▶ [Task objective] List all the lines in these records that hold "parameter".
━━ Input ━━
Issue #932, opened 2023-01-05
Weird min/max constants


petar-dambovaliev:
Hey there, i needed min and max constants for UTC timezone and i was a little confused by the API.

```
error[E0283]: type annotations needed
   --> workspace/backend/src/lib.rs:397:27
    |
397 |             let mut min = DateTime::MAX_UTC;
    |                           ^^^^^^^^^^^^^^^^^ cannot infer type of the type parameter `Tz` declared on the struct `DateTime`
    |
    = note: cannot satisfy `_: chrono::TimeZone`
note: required by a bound in `chrono::DateTime::<Tz>::MAX_UTC`
```

Why do i need to write
```
let mut min = DateTime::<Utc>::MAX_UTC;
```
When you read this code, it suggests that there might be a non UTC constant `MAX_UTC`.

It looks like these constants should not be associated or they should be specialized with the same name.

```
DateTime::<Utc>::MAX
```

djc:
The consts are independent of the timezones you pass. Unfortunately I don't think it's possible to elide the type argument when referencing the associated const, even though the const value does not depend on it. Given those constraints, I think this is the best we can do?

petar-dambovaliev:
> If you think there is a better solution, feel free to submit a PR.

Okay, cool. I will.

pitdicker:
Fixed on main with https://github.com/chronotope/chrono/pull/1303.

PR #935, opened 2023-01-09
move MIN_UTC, MAX_UTC to a specialized impl

petar-dambovaliev:
For more info visit the [issue](https://github.com/chronotope/chrono/issues/932)
This is a breaking change.

### DIFF
--- a/src/datetime/mod.rs
+++ b/src/datetime/mod.rs
@@ -406,7 +406,9 @@ impl<Tz: TimeZone> DateTime<Tz> {
             false => None,
         }
     }
+}
 
+impl DateTime<Utc> {
     /// The minimum possible `DateTime<Utc>`.
     pub const MIN_UTC: DateTime<Utc> = DateTime { datetime: NaiveDateTime::MIN, offset: Utc };
     /// The maximum possible `DateTime<Utc>`.


djc:
So how does this change how they can be referenced? Did you test that it changes? It's not at all obvious to me.

petar-dambovaliev:
> So how does this change how they can be referenced? Did you test that it changes? It's not at all obvious to me.

I tested it out.
Previously, you had to write
```
let mut min: DateTime<Utc> = DateTime::MAX_UTC;
```
Now, it works as
```
let mut min = DateTime::MAX_UTC;
```
The generic argument has been inferred.

djc:
Yes, adding some tests would be useful.

petar-dambovaliev:
> Yes, adding some tests would be useful. As an alternative option, if we name these `MAX` and `MIN` (losing the `_UTC`) suffix this would be a compatible change which can go into 0.4.x.

Yes, removing the postfix makes sense.
Do you mean leaving the original constants where they were and adding these 2 new ones?

djc:
> > Yes, adding some tests would be useful. As an alternative option, if we name these `MAX` and `MIN` (losing the `_UTC`) suffix this would be a compatible change which can go into 0.4.x.
> 
> Yes, removing the postfix makes sense. Do you mean leaving the original constants where they were and adding these 2 new ones?

Yes. You'll likely also want to rebase your change on the 0.4.x branch (and change the target branch for the PR).

petar-dambovaliev:
> > > Yes, adding some tests would be useful. As an alternative option, if we name these `MAX` and `MIN` (losing the `_UTC`) suffix this would be a compatible change which can go into 0.4.x.
> > 
> > 
> > Yes, removing the postfix makes sense. Do you mean leaving the original constants where they were and adding these 2 new ones?
> 
> Yes. You'll likely also want to rebase your change on the 0.4.x branch (and change the target branch for the PR).

Okay, cool.

jtmoon79 (changes requested):
Needs test cases that enforce compile-time expectations.

For example,
```lang-rust
fn test_min_utc() {
     let m: DateTime<Utc> = DateTime::MIN_UTC;
}
```
(IIUC the code)

Ideally, this would be two commits:
1. a commit that adds test cases
2. a commit that adds code changes + (if necessary) test case adjustments

pitdicker:
This is in theory a semver-breaking change, but only for some *very* strange code:
```rust
let dt: DateTime<Utc> = DateTime::<FixedOffset>::MAX_UTC;
```
I.e. you currently have to supply some generic parameter, but then it would just be ignored and the return type is `DateTime<Utc>`.

But a GitHub search shows people are actually writing something like this. For example [1](https://github.com/gunosy/redash-searcher/blob/14074c4ebf850189b9803447c5248c06d2c9c927/redash-searcher-sync/src/app.rs#L215), [2](https://github.com/stagrim/Asta/blob/9302700fd1cdf62def760b8fabd142901f79a338/sasta/src/store/schedule.rs#L170), [3](https://github.com/princeofnubia/dozer/blob/cf49da5510e7d944f9c5f0d8dbc222aea37c1d8e/dozer-sql/src/pipeline/aggregation/min.rs#L135).

What it does show is that this issue is worth fixing.

@djc shall I rebase this on main?

pitdicker:
Merged via https://github.com/chronotope/chrono/pull/1303. @petar-dambovaliev Thanks for working on this!

PR #938, opened 2023-01-18
derive `Hash` for most pub types that also derive `PartialEq`

bruceg:
We needed to store `Item` alongside other data in a hash set, which requires all of the contained data be hashable. While I was adding the derive for that type, I looked for other pub types that could use it.

This is a backport of #852 to the `0.4.x` branch.


djc (approved):

djc:
Thanks!

esheppa (approved):
Looks good!

Issue #931, opened 2023-01-05
Deprecated `from_timestamp` method used in example for `DateTime`


greg-el:
The example given in https://docs.rs/chrono/latest/chrono/struct.DateTime.html#example appears to use the deprecated `from_timestamp`:

```
warning: use of deprecated associated function `chrono::NaiveDateTime::from_timestamp`: use `from_timestamp_opt()` instead
  --> src/main.rs:60:60
   |
60 |             date: DateTime::<Utc>::from_utc(NaiveDateTime::from_timestamp(61, 0), Utc),
   |                                                            ^^^^^^^^^^^^^^
   |
   = note: `#[warn(deprecated)]` on by default
```

I figure this should be as simple as replacing `NaiveDateTime::from_timestamp(61, 0)` with `NaiveDateTime::from_timestamp_opt(61, 0).unwrap()`, happy to open a PR to do so!

djc:
Would be great to have a PR for this! Be sure to target the 0.4.x branch, thanks!

pitdicker:
This issue is fixed by https://github.com/chronotope/chrono/pull/939.

PR #939, opened 2023-01-18
Update deprecated methods in `from_utc` example

greg-el:
`from_timestamp` and `Utc.timestamp` are deprecated, and have been replaced with `from_timestamp_opt` and `Utc.timestamp_opt` respectively, with unwrapping.

Related to https://github.com/chronotope/chrono/issues/931


djc (approved):
Thanks! Not sure why I missed these before.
━━━
▶ [Answer for the task]
    |                           ^^^^^^^^^^^^^^^^^ cannot infer type of the type parameter `Tz` declared on the struct `DateTime`
I.e. you currently have to supply some generic parameter, but then it would just be ignored and the return type is `DateTime<Utc>`.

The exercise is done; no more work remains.